Following Edwards, the Court of Appeal in Galante, held that an injunction against solicitation would be upheld only as a remedy for misappropriation of trade secrets: “[S]ection 16600 bars a court from specifically enforcing (by way of injunctive relief) a contractual clause purporting to ban a former employee from soliciting former customers to transfer their business away from the former employer to the employee’s new business, but a court may enjoin tortious conduct (as violative of either the Uniform Trade Secrets Act (Civil Code Section 3426 et seq.) and/or the unfair competition law) by banning the former employee from using trade secret information….”

Then, in Dowell v. Biosense Webster, Inc., the court followed Galante and also refused to enforce a non-solicitation agreement in advance of a finding the former employee misappropriated trade secrets. The court found that Biosense Webster’s confidentiality agreement went far beyond protection of trade secrets, by prohibiting activities unrelated to using them, and by protecting information that could not be called trade secrets. Therefore, the court did not find it necessary to declare the “trade secrets exception” to Section 16600 officially dead. But after Edwards, Galante, and Dowell, the prognosis for the exception’s survival is not good.

Although non-solicitation agreements designed to prevent misuse of confidential information may not be enforceable, employers may pursue alternative strategies. As stated, a court may enjoin a departed employee from soliciting as a remedy for past misappropriation of trade secrets. The court in ReadyLink Healthcare v. Cotton, 126 Cal. App. 4th 1006 (2005), upheld such an injunction after Cotton stole ReadyLink’s trade secrets concerning its staffing business. However, suing a former employee is expensive and, by the time a court enters an injunction, much damage will have been done. So, this avenue is cold comfort to highly competitive businesses seeking to protect trade secrets.

Additionally, employers may sue competitors who intentionally target their employees for hire. “Raiding” a competitor’s talent to intentionally injure a competitor is likely an unfair business practice, which may be enjoined, or a tortious interference with contract or, at least, prospective economic advantage. Again, though, litigation is not always an efficient or effective solution to a talent drain caused by a motivated competitor.

Employers may and should take extra measures to protect intellectual property from unauthorized disclosure. These steps should include, among others, limiting access to secret information, effective management of electronic and other confidential data, and ensuring copyrights and trademarks are valid. Employers should train employees with access to confidential information regarding their obligations both during and after employment, and the consequences of unauthorized use and disclosure of trade secrets. They also should have policies and procedures in place for recovering confidential information from departing employees, and for solidifying customer relationships to thwart ex-employees’ and competitors’ solicitations.

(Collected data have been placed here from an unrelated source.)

PR #215, opened 2018-02-07
playlist/Queue: add one-shot to single mode 

hahiserw:
Extends single mode.

If you enable one-shot single mode the music will be paused after current song and the single mode will be disabled. Useful if you don't like leaving playlist paused in the middle of a song and want to be able to resume it afterwards without disabling single mode manually.

I guess you could say this saves you one (or rather two) keystroke every time you want to leave playlist paused not in the middle of a song.

### DIFF
--- a/src/SingleMode.cxx
+++ b/src/SingleMode.cxx
@@ -28,14 +28,14 @@ const char *
 SingleToString(SingleMode mode) noexcept
 {
 	switch (mode) {
-	case SingleMode::ONE_SHOT:
-		return "oneshot";
-
 	case SingleMode::OFF:
-		return "off";
+		return "0";
 
 	case SingleMode::ON:
-		return "on";
+		return "1";
+
+	case SingleMode::ONE_SHOT:
+		return "oneshot";
 	}
 
 	assert(false);
@@ -47,17 +47,12 @@ SingleFromString(const char *s)
 {
 	assert(s != nullptr);
 
-	if (strcmp(s, "off") == 0)
+	if (strcmp(s, "0") == 0)
 		return SingleMode::OFF;
-	else if (strcmp(s, "on") == 0)
+	else if (strcmp(s, "1") == 0)
 		return SingleMode::ON;
 	else if (strcmp(s, "oneshot") == 0)
 		return SingleMode::ONE_SHOT;
-	// backward compatibility?
-	else if (strcmp(s, "1") == 0)
-		return SingleMode::ON;
-	else if (strcmp(s, "0") == 0)
-		return SingleMode::OFF;
 	else
-		throw std::invalid_argument("Unrecognized single mode");
+		throw std::invalid_argument("Unrecognized single mode, expected 0, 1, or oneshot");
 }
--- a/src/SingleMode.cxx
+++ b/src/SingleMode.cxx
@@ -1,0 +1,63 @@
+/*
+ * Copyright 2003-2017 The Music Player Daemon Project
+ * http://www.musicpd.org
+ *
+ * This program is free software; you can redistribute it and/or modify
+ * it under the terms of the GNU General Public License as published by
+ * the Free Software Foundation; either version 2 of the License, or
+ * (at your option) any later version.
+ *
+ * This program is distributed in the hope that it will be useful,
+ * but WITHOUT ANY WARRANTY; without even the implied warranty of
+ * MERCHANTABILITY or FITNESS FOR A PARTICULAR PURPOSE.  See the
+ * GNU General Public License for more details.
+ *
+ * You should have received a copy of the GNU General Public License along
+ * with this program; if not, write to the Free Software Foundation, Inc.,
+ * 51 Franklin Street, Fifth Floor, Boston, MA 02110-1301 USA.
+ */
+
+#include "SingleMode.hxx"
+
+#include <stdexcept>
+
+#include <assert.h>
+#include <string.h>
+
+const char *
+SingleToString(SingleMode mode) noexcept
+{
+	switch (mode) {
+	case SingleMode::ONE_SHOT:
+		return "oneshot";
+
+	case SingleMode::OFF:
+		return "off";
+
+	case SingleMode::ON:
+		return "on";
+	}
+
+	assert(false);
+	gcc_unreachable();
+}
+
+SingleMode
+SingleFromString(const char *s)
+{
+	assert(s != nullptr);
+
+	if (strcmp(s, "off") == 0)
+		return SingleMode::OFF;
+	else if (strcmp(s, "on") == 0)
+		return SingleMode::ON;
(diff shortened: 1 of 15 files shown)


hahiserw:
Sorry for so many commits. I've never used stgit, and forgot about a few things.

src/queue/PlaylistState.cxx
```diff
@@ -152,7 +154,7 @@ playlist_state_restore(const char *line, TextFile &file,
 		} else if ((p = StringAfterPrefix(line, PLAYLIST_STATE_FILE_REPEAT))) {
 			playlist.SetRepeat(pc, StringIsEqual(p, "1"));
 		} else if ((p = StringAfterPrefix(line, PLAYLIST_STATE_FILE_SINGLE))) {
-			playlist.SetSingle(pc, StringIsEqual(p, "1"));
+			playlist.SetSingle(pc, (SingleMode)atoi(p));
```
MaxKellermann: This cast can cause invalid values to be set, e.g. if a state file from a future MPD version happens to get loaded. The state file loader should be robust against such a thing.

src/SingleMode.cxx
```diff
@@ -0,0 +1,63 @@
...
+
+#include "SingleMode.hxx"
+
+#include <stdexcept>
+
+#include <assert.h>
+#include <string.h>
+
+const char *
+SingleToString(SingleMode mode) noexcept
```
MaxKellermann: This function is never used. Why implement it?

src/SingleMode.cxx
```diff
@@ -0,0 +1,63 @@
...
+{
+	assert(s != nullptr);
+
+	if (strcmp(s, "off") == 0)
+		return SingleMode::OFF;
+	else if (strcmp(s, "on") == 0)
+		return SingleMode::ON;
+	else if (strcmp(s, "oneshot") == 0)
+		return SingleMode::ONE_SHOT;
+	// backward compatibility?
```
MaxKellermann: Backward compatibility is important, so it's very good you considered it. I fear that the strings `off` and `on` you introduced are somewhat inconsistent. They are only used client->server, but never server->client. This asymmetry is not so good. I suggest allowing only `1` or `0` or `oneshot`; that's not perfect, but consistent (with what MPD has been doing previously).

src/SingleMode.hxx
```diff
@@ -0,0 +1,48 @@
...
+
+/**
+ * Return the string representation of a #SingleMode.
+ */
+gcc_pure
+const char *
+SingleToString(SingleMode mode) noexcept;
+
+/**
+ * Parse a string to a #SingleMode.  Throws std::runtime_error on error.
```
MaxKellermann: The function throws `std::invalid_argument`, but that's not derived from `std::runtime_error`, see http://en.cppreference.com/w/cpp/error/invalid_argument
(Many MPD API docs refer to `std::runtime_error`, but this is too narrow for many use cases. I've come to the conclusion that callers shall catch all exceptions instead of just `std::runtime_error`, and I'd like to change this in all of MPD.)

src/SingleMode.hxx
```diff
@@ -0,0 +1,48 @@
...
+ */
+SingleMode
+SingleFromString(const char *s);
+
+// #define SingleToString ToString
+// #define SingleFromString FromString
```
MaxKellermann: What's that?

src/command/PlayerCommands.cxx
```diff
@@ -142,7 +143,7 @@ handle_status(Client &client, gcc_unused Request args, Response &r)
 		 COMMAND_STATUS_STATE ": %s\n",
 		 playlist.GetRepeat(),
 		 playlist.GetRandom(),
-		 playlist.GetSingle(),
+		 (int)playlist.GetSingle(),
```
MaxKellermann: This `int` cast is suspicious. Are you aware what this will do for the `oneshot` case? Is this what you wanted it to do?
Your patches don't contain protocol documentation updates, but that would have been interesting to read, how you thought the protocol would be extended here.

src/queue/Playlist.cxx
```diff
@@ -257,7 +258,9 @@ playlist::SetRepeat(PlayerControl &pc, bool status)
 
 	queue.repeat = status;
 
-	pc.LockSetBorderPause(queue.single && !queue.repeat);
+	pc.LockSetBorderPause((queue.single == SingleMode::ON
+			       || queue.single == SingleMode::ONE_SHOT)
```
MaxKellermann: Maybe `single!=SingleMode::OFF`? Easier, more robust and faster.

src/queue/Playlist.cxx
```diff
@@ -277,14 +280,17 @@ playlist_order(playlist &playlist)
...
 {
 	if (status == queue.single)
 		return;
 
 	queue.single = status;
 
-	pc.LockSetBorderPause(queue.single && !queue.repeat);
+
+	pc.LockSetBorderPause((queue.single == SingleMode::ON
+			       || queue.single == SingleMode::ONE_SHOT)
```
MaxKellermann: Same here.

src/queue/Playlist.cxx
```diff
@@ -353,7 +359,9 @@ playlist::GetNextPosition() const noexcept
 	if (current < 0)
 		return -1;
 
-	if (queue.single && queue.repeat)
+	if ((queue.single == SingleMode::ON
+	     || queue.single == SingleMode::ONE_SHOT)
```
MaxKellermann: Same here.

src/queue/PlaylistState.cxx
```diff
@@ -234,7 +236,7 @@ playlist_state_get_hash(const playlist &playlist,
 		(unsigned(player_status.state) << 24) ^
 		(playlist.queue.random << 27) ^
 		(playlist.queue.repeat << 28) ^
-		(playlist.queue.single << 29) ^
+		((playlist.queue.single != SingleMode::OFF) << 29) ^
```
MaxKellermann: This will not detect when the state changes from `ON` to `ONESHOT`.

src/queue/Queue.cxx
```diff
@@ -19,6 +19,7 @@
 
 #include "config.h"
 #include "Queue.hxx"
+#include "SingleMode.hxx"
```
MaxKellermann: Unnecessary `#include` because its header includes it already.

hahiserw:
I've corrected mentioned lines and updated protocol documentation.

src/SingleMode.cxx
hahiserw: It's now used in handle_status in command/PlayerCommands

MaxKellermann:
1628d801f9534ab33a711d337cdd691dca2c5710
Squashed into one commit.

Those companies concerned with recouping investments in special training, education, or other extraordinary costs – at least for now – may enter into reimbursement agreements with employees. Employees may agree to repay training, relocation or other investments, if they depart before sufficient time passes for the employer to recoup their costs. The Court of Appeal in City of Oakland v. Hassey, 163 Cal. App. 4th 1477, 1491 (2008), rejected the former employee’s argument that his agreement to repay training expenses if he left the Oakland Police Department within five years of hire was a de facto “non-compete.”

Finally, employers may use carrots rather than sticks to induce employees not to compete. These include retention bonuses and contracts for a term (as well as positive employee relations practices, competitive pay, and the like). Such practices may dissuade employees from leaving for greener pastures, or from following a former employee’s solicitation to join her there.